Sciopero alla centrale Amaldi di Enel: «Con sempre meno personale più problemi di sicurezza»

I sindacati Filctem-Cgil, Flaei-Cisl e Uiltec-Uil hanno proclamato per lunedì 28 settembre lo sciopero del personale Enel delle centrali Amaldi-La Casella a Castelsangiovanni e di Porto Corsini

I sindacati Filctem-Cgil, Flaei-Cisl e Uiltec-Uil hanno proclamato per lunedì 28 settembre lo sciopero del personale Enel della centrale Amaldi-La Casella a Castelsangiovanni, con un'analoga protesta si svolgerà anche alla centrale elettrica di Porto Corsini. 

A spiegare le motivazioni il segretario generale di Filctem Cgil di Piacenza, Massimo Tarenchi: «E' da circa due anni che continuiamo a battere sul fatto che Enel non dà risposte a domande che da diverso tempo sono sempre le stesse, e che riguardano il continuo calo di personale all'interno della centrale, con il conseguente aumento dei carichi di lavoro e l'inevitabile diminuzione della sicurezza. Dai documenti Enel si evince come alla centrale servano 78 persone, e questo numero in due anni non l'abbiamo mai raggiunto», afferma Tarenchi. «Però le attività vanno avanti e gli investimenti vengono fatti.
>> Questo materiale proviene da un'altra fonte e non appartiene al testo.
PR #114, opened 2019-10-03
Use PathElementSet and similar to index PathElement

apelisse:
Currently, we index PathElement by turning them into strings, which is neither fast nor accurate.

Nonostante la nostra buona volontà nel cercare un dialogo con l'azienda, a questo punto non ci rimane altra strada che andare verso lo sciopero: i lavoratori sono fortemente arrabbiati e si sentono presi in giro. Su questa questione siamo molto fermi, ed è solo l'inizio della nostra lotta».

Dello stesso avviso anche i segretari di Flaei Cisl, Giancarlo Barbieri, e di Uiltec Uil, Fabrizio Pelosi: «Vogliamo portare alla luce delle difficoltà che abbiamo da tanto tempo e che ormai sono insostenibili, soprattutto dal punto di vista numerico del personale necessario al funzionamento delle centrali. Un dato evidente anche dal numero di prestazioni straordinarie che vengono richieste ai dipendenti: più di 9500 ore nel 2018 e circa 9mila ore nel 2019. Nonostante la parola, è palese che ormai sta diventando una cosa stutturale necessaria per coprire delle criticà interne a livello di organico», spiegano. «Inoltre, segnaliamo anche la continua esternalizzazione delle attività di manutenzione, la mancanza di un sistema di formazione stutturata e continuativa nel tempo e il trasferimento coatto di lavoratori verso altre strutture».

Lo sciopero durerà 24 ore, dalle 6 di lunedì 28 alle 6 di martedì 29 settembre per tutto il personale turnista e semiturnista delle due centrali dell'Emilia-Romagna.